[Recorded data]
*** Begin section ***

PR #1335, opened 2021-11-16
Fix(eos_cli_config_gen): Port-channel can use LACP fallback configuration on physical interface

### LINKED ISSUE #1279: Bug L2 interfaces & Channel_Groups set wtih lacp_fallback
### Issue Summary

Link #542 given the relation.

When channel_groups are set, no other L2 config is applied which is useful to eliminate L2 redudant config.  The problem is when you set LACP fallback individual on the bond, you need to be able to set config parameters on the port.

Why do people need to set fallback?  PIXE Boot...

eos_cli_config_gen

### How do you run AVD ?

Ansible AWX

### Steps to reproduce

```shell
set channel_group on an interface & lacp_fallback on its associated Port-Channel.
```

### Relevant log output

_No response_

### Contributing Guide

xaviramon:
## Change Summary

In order to use LACP fallback feature, it iw requested that physical interface of a Port-channel has specific and different configuration than the PC itself.
Under this PR, a new validation is set under the ethernet interfaces where a flag is used to decide if configuration under the physical interface must be rendered or not. 

## Related Issue(s)

Fixes #1279 

## Component(s) name

## Proposed changes
The flag checks if the interface is a Port-channel. If not, flag is activated and configuration is rendered. 
If the interface is a Port-channel, it is verified if LACP individual mode is defined. In this case, flag is activated and configuration will be rendered. For normal PC with no LACP fallback individual, flag is not activated and configuration is not rendered.
This is the way that introduces less changes while keeping the previous behaviour.

## How to test
Molecule test included

### User Checklist

- N/A

### Repository Checklist


ansible_collections/arista/avd/roles/eos_cli_config_gen/templates/eos/ethernet-interfaces.j2
```diff
@@ -32,7 +32,15 @@ interface {{ ethernet_interface }}
 {%         if ethernet_interfaces[ethernet_interface].lacp_timer.multiplier is arista.avd.defined %}
    lacp timer multiplier {{ ethernet_interfaces[ethernet_interface].lacp_timer.multiplier }}
 {%         endif %}
+{%     endif %}
+{%     if ethernet_interfaces[ethernet_interface].channel_group.id is arista.avd.defined and ethernet_interfaces[ethernet_interface].channel_group.mode is arista.avd.defined %}
+{%         if port_channel_interfaces['Port-Channel' ~ ethernet_interfaces[ethernet_interface].channel_group.id].lacp_fallback_mode is arista.avd.defined("individual") %}
+{%             set print_ethernet = true %}
```
carlbuchmann, line 36: @xaviramon - I really like this approach, but I believe it is still too much abstraction for`eos_cli_config_gen`.
IMO, we should remove the conditional for port-channel, and do this type of logic in `eos_designs` instead.

Let's discuss with @ClausHolbechArista before we do any changes.

xaviramon: In my opinion, roles should be independent, unless we need to combine them to make the EVPN AA functionality work together.
For this, i believe, we should support this in eos_config_cli

ClausHolbechArista: I have tested a few other workarounds, but because of all the logic we already have inside `ethernet_interfaces.j2` they all break one or the other way. I would have preferred a logic-free template, so what you set is what you get. But getting there would be a breaking change.
So if we accept to have this logic in here - to avoid breaking changes - we are down to deciding how the logic should be implemented.
Line 35 and 36 can be removed since the `if` block ended by line 35 contains the same logic as line 36. The rest is fine for me.

ClausHolbechArista (approved):
LGTM

tgodaA (approved):
LGTM!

*** End section ***

Exercise directions: Report every line in the data above in which the word "have" appears.

Written reply:
ClausHolbechArista: I have tested a few other workarounds, but because of all the logic we already have inside `ethernet_interfaces.j2` they all break one or the other way. I would have preferred a logic-free template, so what you set is what you get. But getting there would be a breaking change.
So if we accept to have this logic in here - to avoid breaking changes - we are down to deciding how the logic should be implemented.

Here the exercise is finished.